Problem to solve - Once you reach the line that contains "This ensures the", retype it and every line after it exactly, ending with the last line of the entries.

Collected data -
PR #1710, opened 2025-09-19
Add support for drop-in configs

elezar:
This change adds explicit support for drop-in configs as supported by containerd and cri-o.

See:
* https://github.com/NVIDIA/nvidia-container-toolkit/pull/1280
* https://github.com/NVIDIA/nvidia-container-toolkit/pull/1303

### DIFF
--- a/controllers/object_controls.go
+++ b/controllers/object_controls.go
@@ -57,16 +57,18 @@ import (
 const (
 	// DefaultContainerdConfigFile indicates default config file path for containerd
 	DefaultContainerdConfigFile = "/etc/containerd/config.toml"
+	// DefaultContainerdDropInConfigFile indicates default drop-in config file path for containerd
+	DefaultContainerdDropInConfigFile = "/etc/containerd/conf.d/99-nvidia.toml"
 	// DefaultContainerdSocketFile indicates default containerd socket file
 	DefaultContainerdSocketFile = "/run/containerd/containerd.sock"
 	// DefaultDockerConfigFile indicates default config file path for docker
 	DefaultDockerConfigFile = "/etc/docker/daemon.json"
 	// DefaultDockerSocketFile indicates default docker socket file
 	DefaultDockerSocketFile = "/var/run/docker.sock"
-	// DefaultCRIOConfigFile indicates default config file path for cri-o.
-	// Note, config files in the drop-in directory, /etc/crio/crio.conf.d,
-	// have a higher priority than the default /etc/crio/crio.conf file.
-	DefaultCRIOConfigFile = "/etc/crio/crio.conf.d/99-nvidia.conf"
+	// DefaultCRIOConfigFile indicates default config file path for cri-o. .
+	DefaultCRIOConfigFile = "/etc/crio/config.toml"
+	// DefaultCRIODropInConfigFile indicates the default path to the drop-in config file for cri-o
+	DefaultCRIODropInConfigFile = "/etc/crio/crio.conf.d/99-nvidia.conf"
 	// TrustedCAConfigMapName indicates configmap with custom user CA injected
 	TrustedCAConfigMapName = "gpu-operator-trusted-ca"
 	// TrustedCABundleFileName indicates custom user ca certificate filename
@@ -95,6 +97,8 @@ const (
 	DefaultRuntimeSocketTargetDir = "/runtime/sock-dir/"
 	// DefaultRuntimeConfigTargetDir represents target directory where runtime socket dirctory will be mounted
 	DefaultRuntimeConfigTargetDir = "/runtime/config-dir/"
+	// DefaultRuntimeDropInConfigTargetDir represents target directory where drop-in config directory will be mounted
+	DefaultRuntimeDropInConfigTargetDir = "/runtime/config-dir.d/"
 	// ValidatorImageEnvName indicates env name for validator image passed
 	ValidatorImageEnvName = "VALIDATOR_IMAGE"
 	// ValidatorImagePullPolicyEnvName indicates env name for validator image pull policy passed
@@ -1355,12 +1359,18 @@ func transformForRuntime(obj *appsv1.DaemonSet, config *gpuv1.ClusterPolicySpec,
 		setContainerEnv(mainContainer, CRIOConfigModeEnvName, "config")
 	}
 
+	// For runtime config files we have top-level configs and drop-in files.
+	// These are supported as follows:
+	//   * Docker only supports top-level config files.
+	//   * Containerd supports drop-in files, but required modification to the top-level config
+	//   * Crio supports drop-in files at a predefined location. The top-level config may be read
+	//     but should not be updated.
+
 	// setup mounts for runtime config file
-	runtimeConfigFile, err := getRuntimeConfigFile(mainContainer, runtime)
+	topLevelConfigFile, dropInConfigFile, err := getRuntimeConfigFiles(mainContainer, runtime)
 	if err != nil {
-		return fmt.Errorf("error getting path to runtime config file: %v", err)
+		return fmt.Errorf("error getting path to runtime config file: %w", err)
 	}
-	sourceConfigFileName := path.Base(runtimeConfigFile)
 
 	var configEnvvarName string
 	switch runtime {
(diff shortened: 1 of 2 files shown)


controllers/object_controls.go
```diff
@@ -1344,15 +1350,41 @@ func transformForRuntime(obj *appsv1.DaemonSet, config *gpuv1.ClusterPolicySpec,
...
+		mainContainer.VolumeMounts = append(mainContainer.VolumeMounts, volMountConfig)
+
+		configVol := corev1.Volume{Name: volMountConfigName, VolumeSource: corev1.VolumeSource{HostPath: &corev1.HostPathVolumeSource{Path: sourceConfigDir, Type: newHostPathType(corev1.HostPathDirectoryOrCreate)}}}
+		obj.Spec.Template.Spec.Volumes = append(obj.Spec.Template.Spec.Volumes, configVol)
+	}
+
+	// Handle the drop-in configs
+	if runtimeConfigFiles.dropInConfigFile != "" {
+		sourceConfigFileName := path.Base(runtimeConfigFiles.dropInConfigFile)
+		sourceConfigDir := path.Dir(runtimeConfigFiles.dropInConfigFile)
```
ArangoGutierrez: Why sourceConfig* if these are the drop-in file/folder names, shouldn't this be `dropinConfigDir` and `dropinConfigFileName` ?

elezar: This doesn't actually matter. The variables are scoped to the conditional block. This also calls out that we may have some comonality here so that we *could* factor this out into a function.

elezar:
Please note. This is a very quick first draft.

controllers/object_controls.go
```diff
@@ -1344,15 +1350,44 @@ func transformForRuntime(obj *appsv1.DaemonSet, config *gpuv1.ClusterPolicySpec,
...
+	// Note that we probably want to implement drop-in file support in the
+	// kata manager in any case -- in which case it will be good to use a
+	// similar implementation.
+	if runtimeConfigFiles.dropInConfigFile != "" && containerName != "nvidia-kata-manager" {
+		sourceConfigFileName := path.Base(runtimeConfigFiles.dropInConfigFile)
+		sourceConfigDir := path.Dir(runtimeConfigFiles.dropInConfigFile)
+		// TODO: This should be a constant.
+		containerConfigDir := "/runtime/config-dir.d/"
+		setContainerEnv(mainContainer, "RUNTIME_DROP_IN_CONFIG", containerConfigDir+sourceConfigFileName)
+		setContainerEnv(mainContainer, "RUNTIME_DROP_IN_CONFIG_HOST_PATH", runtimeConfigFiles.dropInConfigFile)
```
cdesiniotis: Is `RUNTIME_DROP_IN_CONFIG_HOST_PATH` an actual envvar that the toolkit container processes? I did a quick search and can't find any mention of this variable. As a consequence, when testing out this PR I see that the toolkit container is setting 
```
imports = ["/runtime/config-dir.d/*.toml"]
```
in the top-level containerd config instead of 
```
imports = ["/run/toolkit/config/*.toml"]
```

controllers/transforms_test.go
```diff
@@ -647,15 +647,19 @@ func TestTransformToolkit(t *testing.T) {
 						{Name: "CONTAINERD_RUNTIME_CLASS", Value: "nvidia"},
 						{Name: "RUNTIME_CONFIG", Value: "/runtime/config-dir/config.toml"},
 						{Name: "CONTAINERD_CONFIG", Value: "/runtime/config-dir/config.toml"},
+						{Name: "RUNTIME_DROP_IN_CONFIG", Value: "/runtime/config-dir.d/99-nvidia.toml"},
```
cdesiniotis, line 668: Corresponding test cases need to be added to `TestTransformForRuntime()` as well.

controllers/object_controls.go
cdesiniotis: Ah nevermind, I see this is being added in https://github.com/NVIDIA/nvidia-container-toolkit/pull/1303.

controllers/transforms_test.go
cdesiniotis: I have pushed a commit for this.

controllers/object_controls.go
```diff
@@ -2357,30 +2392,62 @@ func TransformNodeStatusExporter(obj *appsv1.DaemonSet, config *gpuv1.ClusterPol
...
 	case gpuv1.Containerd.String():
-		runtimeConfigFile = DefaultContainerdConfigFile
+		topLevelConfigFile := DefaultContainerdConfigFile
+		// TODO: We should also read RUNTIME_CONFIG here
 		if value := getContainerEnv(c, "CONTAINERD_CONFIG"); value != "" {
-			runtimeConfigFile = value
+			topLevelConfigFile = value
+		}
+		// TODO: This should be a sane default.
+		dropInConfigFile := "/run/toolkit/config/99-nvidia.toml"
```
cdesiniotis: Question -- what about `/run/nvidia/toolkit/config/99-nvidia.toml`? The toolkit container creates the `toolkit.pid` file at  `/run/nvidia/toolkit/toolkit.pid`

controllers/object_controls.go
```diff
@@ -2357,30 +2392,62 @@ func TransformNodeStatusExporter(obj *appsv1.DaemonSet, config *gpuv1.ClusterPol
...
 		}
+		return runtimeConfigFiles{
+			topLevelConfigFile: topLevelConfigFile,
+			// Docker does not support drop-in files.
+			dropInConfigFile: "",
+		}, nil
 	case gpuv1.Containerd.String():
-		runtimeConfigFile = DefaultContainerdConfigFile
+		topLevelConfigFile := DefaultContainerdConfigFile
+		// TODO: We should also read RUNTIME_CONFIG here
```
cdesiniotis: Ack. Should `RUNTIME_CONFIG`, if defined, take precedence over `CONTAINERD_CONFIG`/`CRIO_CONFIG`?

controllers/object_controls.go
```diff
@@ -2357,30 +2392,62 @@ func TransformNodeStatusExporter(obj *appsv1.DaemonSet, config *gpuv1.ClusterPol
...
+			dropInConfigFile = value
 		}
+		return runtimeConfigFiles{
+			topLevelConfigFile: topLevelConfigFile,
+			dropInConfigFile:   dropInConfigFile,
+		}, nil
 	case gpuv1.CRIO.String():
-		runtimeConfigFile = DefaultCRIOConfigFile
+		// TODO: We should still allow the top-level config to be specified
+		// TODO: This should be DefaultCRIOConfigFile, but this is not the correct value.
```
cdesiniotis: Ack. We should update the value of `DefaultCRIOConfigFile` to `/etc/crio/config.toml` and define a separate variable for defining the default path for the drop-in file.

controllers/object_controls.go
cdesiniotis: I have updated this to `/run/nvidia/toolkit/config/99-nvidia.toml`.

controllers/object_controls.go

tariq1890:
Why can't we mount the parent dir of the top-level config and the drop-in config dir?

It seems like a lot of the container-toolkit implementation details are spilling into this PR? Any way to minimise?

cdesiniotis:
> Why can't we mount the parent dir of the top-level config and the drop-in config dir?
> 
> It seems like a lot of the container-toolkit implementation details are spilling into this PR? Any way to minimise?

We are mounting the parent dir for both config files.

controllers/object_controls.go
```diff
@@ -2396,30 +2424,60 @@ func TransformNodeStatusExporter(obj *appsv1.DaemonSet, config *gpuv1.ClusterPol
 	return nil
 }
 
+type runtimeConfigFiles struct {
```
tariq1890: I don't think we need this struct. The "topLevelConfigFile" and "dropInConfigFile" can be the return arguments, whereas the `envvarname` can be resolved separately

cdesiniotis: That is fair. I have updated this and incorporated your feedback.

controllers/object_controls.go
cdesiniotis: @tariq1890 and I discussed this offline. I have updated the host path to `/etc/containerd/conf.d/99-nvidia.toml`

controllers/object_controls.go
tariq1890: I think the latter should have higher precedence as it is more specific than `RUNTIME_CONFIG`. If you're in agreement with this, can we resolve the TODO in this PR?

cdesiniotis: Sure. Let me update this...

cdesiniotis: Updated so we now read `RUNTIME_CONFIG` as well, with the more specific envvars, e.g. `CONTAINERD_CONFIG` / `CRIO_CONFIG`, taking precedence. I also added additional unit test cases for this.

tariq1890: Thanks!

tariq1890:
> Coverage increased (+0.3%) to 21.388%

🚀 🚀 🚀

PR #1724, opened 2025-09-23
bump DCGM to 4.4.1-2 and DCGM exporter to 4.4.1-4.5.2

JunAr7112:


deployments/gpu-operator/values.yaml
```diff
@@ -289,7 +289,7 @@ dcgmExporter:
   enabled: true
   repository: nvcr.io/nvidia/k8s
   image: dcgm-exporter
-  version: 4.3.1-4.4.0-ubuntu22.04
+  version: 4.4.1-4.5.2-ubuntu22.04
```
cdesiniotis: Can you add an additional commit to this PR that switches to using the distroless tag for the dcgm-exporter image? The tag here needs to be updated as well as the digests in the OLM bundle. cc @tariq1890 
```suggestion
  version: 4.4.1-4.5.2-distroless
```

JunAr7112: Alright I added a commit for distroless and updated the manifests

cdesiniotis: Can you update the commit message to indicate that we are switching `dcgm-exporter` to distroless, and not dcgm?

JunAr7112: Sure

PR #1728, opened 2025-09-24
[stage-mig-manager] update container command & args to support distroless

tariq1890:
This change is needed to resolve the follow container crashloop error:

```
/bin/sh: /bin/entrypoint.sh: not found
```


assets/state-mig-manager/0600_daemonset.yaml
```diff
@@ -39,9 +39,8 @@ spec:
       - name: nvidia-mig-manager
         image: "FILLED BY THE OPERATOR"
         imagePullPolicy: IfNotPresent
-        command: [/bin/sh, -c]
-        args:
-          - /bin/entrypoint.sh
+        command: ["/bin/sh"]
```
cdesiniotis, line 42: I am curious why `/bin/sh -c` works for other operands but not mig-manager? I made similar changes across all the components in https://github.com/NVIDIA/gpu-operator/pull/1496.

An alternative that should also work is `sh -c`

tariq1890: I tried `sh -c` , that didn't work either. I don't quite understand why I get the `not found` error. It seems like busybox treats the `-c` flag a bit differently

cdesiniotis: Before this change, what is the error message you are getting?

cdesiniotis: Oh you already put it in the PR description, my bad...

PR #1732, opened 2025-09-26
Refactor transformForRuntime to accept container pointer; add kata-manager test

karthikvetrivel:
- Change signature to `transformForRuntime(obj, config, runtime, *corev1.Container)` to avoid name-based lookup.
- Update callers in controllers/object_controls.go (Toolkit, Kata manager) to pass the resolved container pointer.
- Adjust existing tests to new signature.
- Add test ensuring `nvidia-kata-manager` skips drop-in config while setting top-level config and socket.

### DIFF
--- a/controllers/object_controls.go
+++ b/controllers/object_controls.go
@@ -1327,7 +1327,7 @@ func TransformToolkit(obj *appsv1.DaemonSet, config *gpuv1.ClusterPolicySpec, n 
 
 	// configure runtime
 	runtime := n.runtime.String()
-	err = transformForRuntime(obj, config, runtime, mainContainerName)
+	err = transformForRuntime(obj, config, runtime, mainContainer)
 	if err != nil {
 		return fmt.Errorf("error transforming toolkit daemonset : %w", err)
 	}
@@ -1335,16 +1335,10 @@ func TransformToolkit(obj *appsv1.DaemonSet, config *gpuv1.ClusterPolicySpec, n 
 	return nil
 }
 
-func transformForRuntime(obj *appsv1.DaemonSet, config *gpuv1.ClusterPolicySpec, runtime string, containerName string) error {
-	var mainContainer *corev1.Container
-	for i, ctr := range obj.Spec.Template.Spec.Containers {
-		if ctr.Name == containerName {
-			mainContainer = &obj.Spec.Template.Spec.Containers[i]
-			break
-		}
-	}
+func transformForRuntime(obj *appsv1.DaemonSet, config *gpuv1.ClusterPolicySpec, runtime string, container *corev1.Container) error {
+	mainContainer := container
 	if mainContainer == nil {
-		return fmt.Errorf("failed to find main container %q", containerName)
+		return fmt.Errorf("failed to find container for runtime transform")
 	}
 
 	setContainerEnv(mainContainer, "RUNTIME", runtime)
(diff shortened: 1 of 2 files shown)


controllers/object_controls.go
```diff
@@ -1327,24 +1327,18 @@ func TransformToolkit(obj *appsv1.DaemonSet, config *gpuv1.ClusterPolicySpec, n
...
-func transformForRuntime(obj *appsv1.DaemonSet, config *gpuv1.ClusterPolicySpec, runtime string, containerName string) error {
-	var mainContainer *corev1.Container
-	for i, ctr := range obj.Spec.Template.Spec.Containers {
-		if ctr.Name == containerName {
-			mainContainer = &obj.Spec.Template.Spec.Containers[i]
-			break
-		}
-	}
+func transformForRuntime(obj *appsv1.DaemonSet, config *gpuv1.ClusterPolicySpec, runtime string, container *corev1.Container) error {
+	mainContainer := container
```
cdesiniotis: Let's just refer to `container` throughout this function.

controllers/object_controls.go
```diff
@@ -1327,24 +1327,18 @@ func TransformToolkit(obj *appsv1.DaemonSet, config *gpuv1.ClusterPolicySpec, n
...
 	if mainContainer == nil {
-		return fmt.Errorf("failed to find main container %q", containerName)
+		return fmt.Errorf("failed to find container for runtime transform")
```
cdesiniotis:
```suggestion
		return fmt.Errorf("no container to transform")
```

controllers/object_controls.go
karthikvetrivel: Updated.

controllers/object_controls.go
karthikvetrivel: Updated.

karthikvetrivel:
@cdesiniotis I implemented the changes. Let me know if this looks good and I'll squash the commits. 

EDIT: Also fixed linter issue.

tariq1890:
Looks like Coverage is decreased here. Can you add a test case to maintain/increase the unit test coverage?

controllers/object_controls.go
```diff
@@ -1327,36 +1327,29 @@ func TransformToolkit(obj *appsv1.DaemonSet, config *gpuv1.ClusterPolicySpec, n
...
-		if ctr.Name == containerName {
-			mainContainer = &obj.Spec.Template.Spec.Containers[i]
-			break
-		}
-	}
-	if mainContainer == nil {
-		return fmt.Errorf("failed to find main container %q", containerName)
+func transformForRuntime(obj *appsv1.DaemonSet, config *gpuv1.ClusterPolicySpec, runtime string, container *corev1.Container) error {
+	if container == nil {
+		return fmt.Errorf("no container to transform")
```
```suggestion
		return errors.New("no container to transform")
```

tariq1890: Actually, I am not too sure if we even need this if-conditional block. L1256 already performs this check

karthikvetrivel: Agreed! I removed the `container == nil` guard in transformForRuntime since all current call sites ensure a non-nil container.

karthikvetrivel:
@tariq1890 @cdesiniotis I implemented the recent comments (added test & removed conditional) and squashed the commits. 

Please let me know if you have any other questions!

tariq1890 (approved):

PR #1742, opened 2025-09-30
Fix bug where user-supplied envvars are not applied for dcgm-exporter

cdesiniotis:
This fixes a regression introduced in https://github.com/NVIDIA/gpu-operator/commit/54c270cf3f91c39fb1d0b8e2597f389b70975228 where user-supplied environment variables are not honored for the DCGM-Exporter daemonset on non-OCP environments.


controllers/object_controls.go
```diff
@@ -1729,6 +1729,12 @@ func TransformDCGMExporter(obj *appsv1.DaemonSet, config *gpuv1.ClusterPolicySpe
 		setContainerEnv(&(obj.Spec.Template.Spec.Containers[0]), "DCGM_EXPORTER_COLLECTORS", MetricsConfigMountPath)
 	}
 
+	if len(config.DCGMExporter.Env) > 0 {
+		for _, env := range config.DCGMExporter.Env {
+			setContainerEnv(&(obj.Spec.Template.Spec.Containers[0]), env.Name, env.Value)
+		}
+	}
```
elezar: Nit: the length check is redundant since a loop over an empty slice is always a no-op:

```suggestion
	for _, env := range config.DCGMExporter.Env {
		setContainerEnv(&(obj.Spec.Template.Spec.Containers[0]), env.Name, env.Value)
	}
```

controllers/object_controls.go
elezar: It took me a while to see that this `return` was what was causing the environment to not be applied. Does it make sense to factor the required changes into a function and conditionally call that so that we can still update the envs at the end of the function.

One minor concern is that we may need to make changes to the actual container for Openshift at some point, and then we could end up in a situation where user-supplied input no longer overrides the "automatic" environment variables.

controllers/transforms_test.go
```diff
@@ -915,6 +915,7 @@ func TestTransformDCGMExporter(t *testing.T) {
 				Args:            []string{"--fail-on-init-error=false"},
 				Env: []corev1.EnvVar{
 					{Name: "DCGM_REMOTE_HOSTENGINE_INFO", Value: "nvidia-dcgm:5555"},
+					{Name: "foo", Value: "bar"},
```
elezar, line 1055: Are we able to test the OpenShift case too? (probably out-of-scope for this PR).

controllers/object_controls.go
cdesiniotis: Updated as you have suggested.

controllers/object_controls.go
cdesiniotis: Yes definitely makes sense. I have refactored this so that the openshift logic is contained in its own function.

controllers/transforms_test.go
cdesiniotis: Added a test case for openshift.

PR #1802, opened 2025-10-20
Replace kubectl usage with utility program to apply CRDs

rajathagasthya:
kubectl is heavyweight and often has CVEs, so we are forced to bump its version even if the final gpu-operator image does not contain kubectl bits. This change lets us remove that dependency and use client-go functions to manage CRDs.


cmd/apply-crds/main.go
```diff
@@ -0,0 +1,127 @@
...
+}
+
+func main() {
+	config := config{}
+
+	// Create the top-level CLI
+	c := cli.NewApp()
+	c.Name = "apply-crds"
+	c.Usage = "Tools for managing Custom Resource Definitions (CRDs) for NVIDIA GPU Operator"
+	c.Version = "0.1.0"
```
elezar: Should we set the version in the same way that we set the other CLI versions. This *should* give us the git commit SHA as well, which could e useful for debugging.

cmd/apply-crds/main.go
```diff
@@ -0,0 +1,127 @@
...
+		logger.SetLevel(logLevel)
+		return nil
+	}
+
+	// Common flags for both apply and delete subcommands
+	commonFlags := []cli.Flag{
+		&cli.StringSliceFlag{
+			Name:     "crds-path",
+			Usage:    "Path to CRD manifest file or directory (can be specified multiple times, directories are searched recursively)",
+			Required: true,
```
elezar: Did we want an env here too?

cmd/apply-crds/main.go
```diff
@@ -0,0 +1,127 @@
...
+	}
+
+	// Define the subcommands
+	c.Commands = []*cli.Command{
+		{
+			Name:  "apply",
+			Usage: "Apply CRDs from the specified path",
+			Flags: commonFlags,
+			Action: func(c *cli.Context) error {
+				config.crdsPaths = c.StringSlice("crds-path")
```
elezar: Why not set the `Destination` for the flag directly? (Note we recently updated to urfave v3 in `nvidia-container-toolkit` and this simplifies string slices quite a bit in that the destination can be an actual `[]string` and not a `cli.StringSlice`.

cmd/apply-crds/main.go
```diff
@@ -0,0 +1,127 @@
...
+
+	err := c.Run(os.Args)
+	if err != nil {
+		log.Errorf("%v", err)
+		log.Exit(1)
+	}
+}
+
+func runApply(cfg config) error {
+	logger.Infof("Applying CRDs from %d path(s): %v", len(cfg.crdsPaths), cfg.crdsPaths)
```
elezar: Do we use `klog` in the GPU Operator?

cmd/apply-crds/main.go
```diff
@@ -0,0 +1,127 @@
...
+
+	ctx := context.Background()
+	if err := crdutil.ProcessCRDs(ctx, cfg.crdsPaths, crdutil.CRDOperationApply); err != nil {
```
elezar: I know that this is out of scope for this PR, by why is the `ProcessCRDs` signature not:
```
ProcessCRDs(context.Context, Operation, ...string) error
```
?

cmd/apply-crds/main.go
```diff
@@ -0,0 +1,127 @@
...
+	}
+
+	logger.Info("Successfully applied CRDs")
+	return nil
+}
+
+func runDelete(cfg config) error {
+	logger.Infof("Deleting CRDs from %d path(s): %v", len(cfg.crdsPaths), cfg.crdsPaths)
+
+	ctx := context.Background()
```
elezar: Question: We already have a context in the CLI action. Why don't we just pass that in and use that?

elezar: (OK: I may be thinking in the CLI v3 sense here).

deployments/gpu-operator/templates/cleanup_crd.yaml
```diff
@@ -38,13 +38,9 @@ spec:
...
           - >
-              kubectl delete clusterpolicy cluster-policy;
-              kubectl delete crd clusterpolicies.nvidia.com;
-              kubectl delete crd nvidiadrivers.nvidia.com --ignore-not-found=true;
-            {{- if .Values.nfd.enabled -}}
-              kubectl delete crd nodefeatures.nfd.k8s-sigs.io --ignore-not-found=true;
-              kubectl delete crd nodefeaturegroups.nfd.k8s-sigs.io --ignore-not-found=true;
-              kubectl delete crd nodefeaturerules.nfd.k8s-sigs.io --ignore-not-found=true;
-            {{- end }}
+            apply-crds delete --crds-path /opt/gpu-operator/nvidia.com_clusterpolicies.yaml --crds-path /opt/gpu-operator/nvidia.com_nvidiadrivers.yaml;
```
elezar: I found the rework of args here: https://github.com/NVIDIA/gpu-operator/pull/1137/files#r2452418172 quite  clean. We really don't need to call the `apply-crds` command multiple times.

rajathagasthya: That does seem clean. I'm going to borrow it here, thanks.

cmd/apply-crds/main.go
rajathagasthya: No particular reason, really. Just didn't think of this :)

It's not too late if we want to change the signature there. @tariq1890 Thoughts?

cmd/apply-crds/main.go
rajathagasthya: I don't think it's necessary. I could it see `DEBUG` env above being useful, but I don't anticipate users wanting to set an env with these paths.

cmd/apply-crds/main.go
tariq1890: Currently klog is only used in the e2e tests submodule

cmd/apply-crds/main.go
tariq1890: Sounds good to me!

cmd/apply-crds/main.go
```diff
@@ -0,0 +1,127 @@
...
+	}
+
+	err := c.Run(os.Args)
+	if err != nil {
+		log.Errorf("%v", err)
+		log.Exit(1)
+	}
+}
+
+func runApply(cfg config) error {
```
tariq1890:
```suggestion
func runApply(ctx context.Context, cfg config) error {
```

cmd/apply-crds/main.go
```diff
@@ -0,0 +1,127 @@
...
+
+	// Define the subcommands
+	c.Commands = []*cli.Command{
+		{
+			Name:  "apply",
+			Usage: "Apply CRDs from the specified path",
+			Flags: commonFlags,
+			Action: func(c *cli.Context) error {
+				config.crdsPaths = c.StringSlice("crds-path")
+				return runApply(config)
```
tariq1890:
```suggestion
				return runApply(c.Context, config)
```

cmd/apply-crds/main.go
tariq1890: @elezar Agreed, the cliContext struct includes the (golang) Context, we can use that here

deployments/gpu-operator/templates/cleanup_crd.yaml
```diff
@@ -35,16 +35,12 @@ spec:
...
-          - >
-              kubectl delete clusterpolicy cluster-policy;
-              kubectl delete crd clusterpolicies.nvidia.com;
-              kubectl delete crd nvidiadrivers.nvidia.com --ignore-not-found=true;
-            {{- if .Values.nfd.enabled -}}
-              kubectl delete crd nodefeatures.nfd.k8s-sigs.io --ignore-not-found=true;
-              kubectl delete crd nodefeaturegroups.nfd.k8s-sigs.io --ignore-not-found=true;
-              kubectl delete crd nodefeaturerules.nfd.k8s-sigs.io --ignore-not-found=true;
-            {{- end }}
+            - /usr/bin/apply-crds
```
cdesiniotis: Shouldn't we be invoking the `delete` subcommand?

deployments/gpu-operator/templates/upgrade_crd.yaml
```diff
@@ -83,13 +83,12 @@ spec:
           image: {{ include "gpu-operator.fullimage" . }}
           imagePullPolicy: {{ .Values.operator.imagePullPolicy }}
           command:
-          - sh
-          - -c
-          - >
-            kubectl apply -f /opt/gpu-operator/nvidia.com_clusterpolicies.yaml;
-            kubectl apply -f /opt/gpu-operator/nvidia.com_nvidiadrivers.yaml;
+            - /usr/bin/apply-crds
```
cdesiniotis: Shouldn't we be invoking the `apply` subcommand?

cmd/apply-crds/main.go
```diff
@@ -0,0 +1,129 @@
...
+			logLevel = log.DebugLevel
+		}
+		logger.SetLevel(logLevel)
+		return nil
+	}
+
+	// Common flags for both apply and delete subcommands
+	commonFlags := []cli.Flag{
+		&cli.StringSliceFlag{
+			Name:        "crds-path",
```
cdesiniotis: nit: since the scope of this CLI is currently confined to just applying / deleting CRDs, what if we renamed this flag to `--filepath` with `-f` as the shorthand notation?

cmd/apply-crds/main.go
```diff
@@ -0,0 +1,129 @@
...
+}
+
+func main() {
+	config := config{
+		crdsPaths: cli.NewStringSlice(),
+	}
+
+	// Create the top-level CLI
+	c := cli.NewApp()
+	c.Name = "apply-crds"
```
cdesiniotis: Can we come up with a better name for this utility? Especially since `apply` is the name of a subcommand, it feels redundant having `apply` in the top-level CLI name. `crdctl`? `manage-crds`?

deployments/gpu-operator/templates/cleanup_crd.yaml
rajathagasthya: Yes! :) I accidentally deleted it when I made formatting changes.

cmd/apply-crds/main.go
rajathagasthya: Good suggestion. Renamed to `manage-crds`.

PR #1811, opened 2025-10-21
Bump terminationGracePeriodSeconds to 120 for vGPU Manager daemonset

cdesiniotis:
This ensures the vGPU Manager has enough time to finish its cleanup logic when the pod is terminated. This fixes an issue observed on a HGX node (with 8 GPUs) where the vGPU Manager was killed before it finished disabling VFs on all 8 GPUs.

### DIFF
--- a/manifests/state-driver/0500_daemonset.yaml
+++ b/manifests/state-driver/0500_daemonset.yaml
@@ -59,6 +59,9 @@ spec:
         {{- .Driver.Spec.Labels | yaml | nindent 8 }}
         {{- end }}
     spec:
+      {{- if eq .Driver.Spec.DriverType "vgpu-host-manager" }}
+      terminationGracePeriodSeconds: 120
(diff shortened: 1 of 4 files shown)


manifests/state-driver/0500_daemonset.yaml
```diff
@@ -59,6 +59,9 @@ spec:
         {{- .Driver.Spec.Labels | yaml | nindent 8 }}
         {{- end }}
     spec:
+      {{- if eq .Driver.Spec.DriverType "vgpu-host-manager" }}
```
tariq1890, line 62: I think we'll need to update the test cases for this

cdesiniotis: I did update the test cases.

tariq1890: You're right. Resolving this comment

Your solution -
This ensures the vGPU Manager has enough time to finish its cleanup logic when the pod is terminated. This fixes an issue observed on a HGX node (with 8 GPUs) where the vGPU Manager was killed before it finished disabling VFs on all 8 GPUs.

### DIFF
--- a/manifests/state-driver/0500_daemonset.yaml
+++ b/manifests/state-driver/0500_daemonset.yaml
@@ -59,6 +59,9 @@ spec:
         {{- .Driver.Spec.Labels | yaml | nindent 8 }}
         {{- end }}
     spec:
+      {{- if eq .Driver.Spec.DriverType "vgpu-host-manager" }}
+      terminationGracePeriodSeconds: 120
(diff shortened: 1 of 4 files shown)


manifests/state-driver/0500_daemonset.yaml
```diff
@@ -59,6 +59,9 @@ spec:
         {{- .Driver.Spec.Labels | yaml | nindent 8 }}
         {{- end }}
     spec:
+      {{- if eq .Driver.Spec.DriverType "vgpu-host-manager" }}
```
tariq1890, line 62: I think we'll need to update the test cases for this

cdesiniotis: I did update the test cases.

tariq1890: You're right. Resolving this comment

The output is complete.